I started working on several possible ideas, and you can see the details on Generic multiwiki links (Proposal.Genericmultiwikilinks) - XWiki.

In short, I came up with two different proposals:

  • a new more generic database table stored both in the link and the target wiki
  • a Solr core

In terms of retro compatibility, whatever choice we make for the new storage, I think the best is to have a legacy platform extension which keeps populating the xwikilinks table the same way it currently does.

WDYT ?

My preference goes to Solr right now for the following reasons:

  • way easier to support a lot more types of source and targets, but even for the same types of links the storage is much simpler (mostly because we don’t have any limitation on the size of the references we index in it)
  • cross wiki by definition, so less duplication

But it does come with an important limitation too: impossible to write a single database request which includes links related metadata among other things. So if something has an existing use case like this one in mind it would be interesting to discuss it and if it’s still doable with a Solr core.

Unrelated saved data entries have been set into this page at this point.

PR #2713, opened 2026-02-20
Frame Warm Up

antonio-lunarg:
The `--frame-warm-up-load` option controls a synthetic compute warm-up pass submitted before replay frame work. This helps ramp/stabilize GPU frequency before each frame so performance measurements are less sensitive to clock ramp-up latency.

`frame_warm_up_load` is a workload scale factor: higher values increase warm-up work by scaling compute dispatch workgroups, while `0` keeps warm-up disabled.

### DIFF
--- a/USAGE_android.md
+++ b/USAGE_android.md
@@ -1009,9 +1009,12 @@ options:
                         processing the first submit. (forwarded to replay tool)
   --idle-before-submit  Wait for the GPU to become idle before each submit.
   --frame-warm-up-spirv DEVICE_FILE
-                        Specify a SPIR-V file for the compute warm-up pass.
-                        Warm-up runs only when this option and a non-zero
-                        --frame-warm-up-load are both provided.
+                        Specify a user-provided SPIR-V compute shader for the
+                        warm-up pass. The shader must use entry point `main`
+                        and set 0, binding 0 as a storage buffer. Warm-up runs
+                        before the first submit of each replayed frame only
+                        when this option and a non-zero --frame-warm-up-load
+                        are both provided.
                         (forwarded to replay tool)
   --frame-warm-up-load LOAD
                         Specify workload scale factor for a compute dispatch warm-up pass
@@ -1077,6 +1080,61 @@ command would be:
 
 This would result in the `gfxrecon.py` Python script first pushing up the file
 to the requested location and then starting the replay.
+
+#### Frame Warm-Up
+
+Android replay forwards `--frame-warm-up-spirv` and `--frame-warm-up-load` to
+the replay tool. The shader contract is the same as on desktop:
+
+- The file must contain valid SPIR-V for a compute shader.
+- The entry point must be named `main`.
+- The shader must be compatible with set `0`, binding `0` as a storage buffer.
+- The shader must not require additional descriptors or push constants.
+- Warm-up runs before the first submit of each replayed frame.
+
+The shader is provided as an external file on purpose. Warm-up workloads are
+highly GPU- and driver-dependent, so replay does not embed a default shader and
+instead lets the user supply one that is appropriate for the target device.
+
+Example shader source:
+
+```glsl
+#version 450
+
+layout(local_size_x = 64, local_size_y = 1, local_size_z = 1) in;
+
+layout(std430, set = 0, binding = 0) buffer DataBuffer {
+  float data[];
+};
+
+void main() {
+  uint index = gl_GlobalInvocationID.x;
+  float value = data[index];
+
+  for (int i = 0; i < 1000; ++i) {
+    value = sin(value) * 0.999 + cos(float(i)) * 0.001;
+  }
+
+  data[index] = value;
+}
+```
+
+Compile it to SPIR-V on the host:
+
+```bash
+glslangValidator -V -S comp frame_warm_up.comp -o frame_warm_up.spv
+```
+
+Push the resulting SPIR-V file to the device and use it for replay:
+
+```bash
+adb push frame_warm_up.spv /sdcard/Download/frame_warm_up.spv
+
+./android/scripts/gfxrecon.py replay \
+  --frame-warm-up-spirv /sdcard/Download/frame_warm_up.spv \
+  --frame-warm-up-load 4 \
+  /sdcard/Download/android_capture.gfxr
+```
 
 
 ### Touch Controls
--- a/USAGE_desktop_Vulkan.md
+++ b/USAGE_desktop_Vulkan.md
@@ -879,13 +879,96 @@ Optional arguments:
   --serialize-render-passes
               Serialize render passes by injecting execution barriers before render pass begin during replay
   --frame-warm-up-spirv <spirv-file>
-              Specify a SPIR-V file for the compute warm-up pass.
-              Warm-up runs only when this option and a non-zero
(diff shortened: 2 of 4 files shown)


framework/graphics/vulkan_frame_warm_up.h
```diff
@@ -0,0 +1,71 @@
...
+    void WarmUp(VkDevice                                device,
+                const VkPhysicalDeviceMemoryProperties& capture_memory_properties,
+                uint32_t                                queue_family_index,
+                VkQueue                                 queue,
+                const VulkanDeviceTable*                device_table);
+
+  private:
+    uint32_t warm_up_load_{ 0 };
+
+    VkCommandPool            command_pool_{ VK_NULL_HANDLE };
```
panos-lunarg: I think other places are creating very similar temporary Vulkan objects in order to submit command buffers for execution via a QueueSubmit. Resource initializer, virtual swapchain, screenshot handler, dump resources and address replacer comes to mind without checking. I wonder if it would be a good idea to create a utility class that handles creation and destruction of such objects (of course as a separate PR and not as part of this)

framework/decode/vulkan_frame_warm_up.cpp
```diff
@@ -0,0 +1,358 @@
...
+        //     // Perform a series of arbitrary calculations in a loop to keep the GPU busy.
+        //     // This is designed to be work that the compiler can't easily optimize away.
+        //     for (int i = 0; i < 1000; i++) {
+        //         value = sin(value) * 0.999 + cos(float(i)) * 0.001;
+        //     }
+
+        //     // Write the final, modified value back into the same position in the buffer.
+        //     data[index] = value;
+        // }
+        unsigned char spirv[] = {
```
nickdriscoll-lunarg: nitpick: `uint8_t` instead of `char`?

framework/decode/vulkan_frame_warm_up.cpp
```diff
@@ -0,0 +1,358 @@
...
+
+            VkMemoryAllocateInfo alloc_info = { VK_STRUCTURE_TYPE_MEMORY_ALLOCATE_INFO };
+            alloc_info.allocationSize       = mem_requirements.size;
+            bool found                      = FindMemoryTypeIndex(capture_memory_properties,
+                                             mem_requirements.memoryTypeBits,
+                                             VK_MEMORY_PROPERTY_DEVICE_LOCAL_BIT,
+                                             &alloc_info.memoryTypeIndex,
+                                             nullptr);
+
+            if (alloc_info.memoryTypeIndex != std::numeric_limits<uint32_t>::max())
```
nickdriscoll-lunarg: Replacing this expression with `if (found)` would be clearer and avoid relying on a sentinel value.

framework/decode/vulkan_frame_warm_up.cpp
```diff
@@ -0,0 +1,358 @@
...
+
+    VkResult result = VK_SUCCESS;
+
+    if (command_pool_ == VK_NULL_HANDLE)
+    {
+        VkCommandPoolCreateInfo cmd_pool_info = { VK_STRUCTURE_TYPE_COMMAND_POOL_CREATE_INFO };
+        cmd_pool_info.queueFamilyIndex        = queue_family_index;
+        cmd_pool_info.flags                   = VK_COMMAND_POOL_CREATE_TRANSIENT_BIT;
+        result = device_table->CreateCommandPool(device, &cmd_pool_info, nullptr, &command_pool_);
+        GFXRECON_LOG_WARNING("CreateCommandPool %s.", util::ToString<VkResult>(result).c_str());
```
nickdriscoll-lunarg: I feel like most 'warning' messages in this method can be 'info' or even 'debug'. Most are not actually warning the user about something.

tools/tool_settings.h
```diff
@@ -893,6 +894,23 @@ static void GetWaitBeforeFirstSubmit(const gfxrecon::util::ArgumentParser& arg_p
...
+
+    if (!value.empty())
+    {
+        try
+        {
+            frame_warm_up_load = std::stoul(value);
+        }
+        catch (std::exception&)
+        {
+            GFXRECON_LOG_WARNING("Ignoring invalid frame warm up load option. Expected format is unsigned integer");
```
nickdriscoll-lunarg: Maybe print the invalid value as part of this warning message?

framework/graphics/vulkan_frame_warm_up.h
antonio-lunarg: I think one good step has been made with the introduction of `VulkanSubmitJob`. I believe there's room for improvement though, therefore I created an issue to keep track of that: https://github.com/LunarG/gfxreconstruct/issues/2796

framework/decode/vulkan_frame_warm_up.cpp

What about storing the link information in the existing Solr-based search index, allowing queries like “all pages linking to A.B with content containing ‘XWiki’”? This could mitigate parts of the problem with linking links and other kinds of data while also avoiding the need to create a new Solr core. We would need to trigger re-indexing the whole wiki after upgrading, though (and possibly modify the Solr core, I haven’t checked how it works). Introducing a more generic re-indexing mechanism might be a good idea, anyways.

Independent of that, I’m +1 for Solr as I think this is exactly the kind of information we should be storing in Solr.

I don’t see any advantage of keeping this in the database unless there are very specific queries you cannot do in Solr, so -0 for the database table option.

I honestly didn’t even though about that since I was focusing on designing a generic link index, but if we decide to limit supported sources types to model entities (which make sense anyway as I cannot really think of any other use case), I guess it can work in theory. We would need to decide what we do for the current generic task indexing system, as it’s not really needed anymore if links are indexed as part of the general Solr search core indexing.

Adding that to the design page.

+1

I was actually going to react on:

by asking if it wouldn’t be possible to include more information in our Solr search based index to allow performing same kind of query we can do in our SQL DB. I’m thinking for example about the xobject data: not sure if they are stored in the index.

But that could be obviously be another improvment to be done later.

The search core contains an entry for each data model entity (document, object, property) so I doubt we need to add more.

+1 for using Solr.

As for using the existing Solr search core, it’s not clear to me what <index> means in link_<index>_target. Do you mean that for a document entry we would have:

  • link_1_target for the first link found in the document content / meta data (xobjects)
  • link_2_target for the second link found
  • etc.

How will we use this dynamic field in Solr queries?

If link_targets includes the parents then does it mean that a link from X.Y to A.B.C will appear listed in the back-links of A.B and A? i.e. the user will see that there is a link from X.Y to A.B and A?

Thanks,
Marius

It’s still a preliminary design, but that’s the idea yes since a given source can contain several links. The point of those fields is to be retrieved, and not really to be used in a request.

The idea of that field is to find all entities that include links to a given entity at any granularity (you use it to search for all sources having a link to a given document you just moved, to a wiki you just deleted, etc.).

I just slightly modified the schema for the Solr search core based proposal (since it seems to be the one we are headed to) to simplify it (no more dedicated locale metadata) with the following constraint: each type of link has to find a way to fully serialize what it needs to express in a single String.

I believe we can always find a way to do that, and it’s a good thing anyway for various other use cases.

Furthermore, I also detailed a bit more this proposal with examples.